-- Records for this exercise follows --

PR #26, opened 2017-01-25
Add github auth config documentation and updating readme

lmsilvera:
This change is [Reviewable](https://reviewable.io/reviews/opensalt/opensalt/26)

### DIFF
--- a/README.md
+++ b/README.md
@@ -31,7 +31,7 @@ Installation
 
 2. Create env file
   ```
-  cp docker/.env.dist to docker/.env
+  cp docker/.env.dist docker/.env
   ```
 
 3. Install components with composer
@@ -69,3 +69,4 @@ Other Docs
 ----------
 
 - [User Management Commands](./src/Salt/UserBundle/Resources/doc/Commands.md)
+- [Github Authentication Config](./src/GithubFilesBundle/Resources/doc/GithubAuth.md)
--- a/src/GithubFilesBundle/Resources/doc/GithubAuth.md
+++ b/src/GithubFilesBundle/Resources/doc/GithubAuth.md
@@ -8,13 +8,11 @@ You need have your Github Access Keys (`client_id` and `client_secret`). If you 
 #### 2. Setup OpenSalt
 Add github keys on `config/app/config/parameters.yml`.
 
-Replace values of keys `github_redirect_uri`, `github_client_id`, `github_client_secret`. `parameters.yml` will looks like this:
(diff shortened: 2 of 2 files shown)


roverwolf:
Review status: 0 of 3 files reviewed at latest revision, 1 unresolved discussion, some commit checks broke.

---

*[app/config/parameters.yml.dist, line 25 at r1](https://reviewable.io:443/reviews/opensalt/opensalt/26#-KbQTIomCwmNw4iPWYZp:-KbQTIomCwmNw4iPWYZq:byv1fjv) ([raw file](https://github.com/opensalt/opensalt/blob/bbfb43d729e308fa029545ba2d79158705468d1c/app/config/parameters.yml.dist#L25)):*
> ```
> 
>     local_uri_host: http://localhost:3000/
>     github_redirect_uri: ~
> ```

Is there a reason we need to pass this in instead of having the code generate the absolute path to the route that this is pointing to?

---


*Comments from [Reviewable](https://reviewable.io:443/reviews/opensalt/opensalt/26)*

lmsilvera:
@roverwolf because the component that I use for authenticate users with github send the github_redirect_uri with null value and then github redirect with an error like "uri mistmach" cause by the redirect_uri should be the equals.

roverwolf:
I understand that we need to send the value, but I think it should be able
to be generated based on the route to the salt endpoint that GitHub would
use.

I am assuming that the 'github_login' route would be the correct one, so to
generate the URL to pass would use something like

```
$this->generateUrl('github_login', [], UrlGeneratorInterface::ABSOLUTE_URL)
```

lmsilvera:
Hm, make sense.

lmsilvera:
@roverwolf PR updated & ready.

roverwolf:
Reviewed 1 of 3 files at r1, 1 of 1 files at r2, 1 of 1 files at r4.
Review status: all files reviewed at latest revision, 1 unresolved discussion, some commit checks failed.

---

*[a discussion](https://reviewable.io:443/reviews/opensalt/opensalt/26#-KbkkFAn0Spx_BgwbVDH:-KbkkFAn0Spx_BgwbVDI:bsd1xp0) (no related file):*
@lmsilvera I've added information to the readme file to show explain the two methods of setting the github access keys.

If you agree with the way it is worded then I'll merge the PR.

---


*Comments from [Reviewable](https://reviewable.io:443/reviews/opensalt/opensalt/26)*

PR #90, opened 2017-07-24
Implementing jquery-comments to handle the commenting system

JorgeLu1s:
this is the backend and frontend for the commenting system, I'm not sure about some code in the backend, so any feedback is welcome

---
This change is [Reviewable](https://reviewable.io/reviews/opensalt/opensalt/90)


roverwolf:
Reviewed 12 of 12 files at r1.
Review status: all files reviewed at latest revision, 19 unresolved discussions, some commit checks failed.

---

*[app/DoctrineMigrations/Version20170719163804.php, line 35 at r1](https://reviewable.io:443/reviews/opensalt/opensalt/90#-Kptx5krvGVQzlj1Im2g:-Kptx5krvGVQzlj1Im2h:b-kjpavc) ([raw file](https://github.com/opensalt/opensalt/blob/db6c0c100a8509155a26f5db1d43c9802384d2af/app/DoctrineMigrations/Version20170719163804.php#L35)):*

-- Records for this exercise concluded --

*Work request*. Using the word "blob" as the filter, copy each matching line from the material.

*Reply*.
*[app/config/parameters.yml.dist, line 25 at r1](https://reviewable.io:443/reviews/opensalt/opensalt/26#-KbQTIomCwmNw4iPWYZp:-KbQTIomCwmNw4iPWYZq:byv1fjv) ([raw file](https://github.com/opensalt/opensalt/blob/bbfb43d729e308fa029545ba2d79158705468d1c/app/config/parameters.yml.dist#L25)):*
*[app/DoctrineMigrations/Version20170719163804.php, line 35 at r1](https://reviewable.io:443/reviews/opensalt/opensalt/90#-Kptx5krvGVQzlj1Im2g:-Kptx5krvGVQzlj1Im2h:b-kjpavc) ([raw file](https://github.com/opensalt/opensalt/blob/db6c0c100a8509155a26f5db1d43c9802384d2af/app/DoctrineMigrations/Version20170719163804.php#L35)):*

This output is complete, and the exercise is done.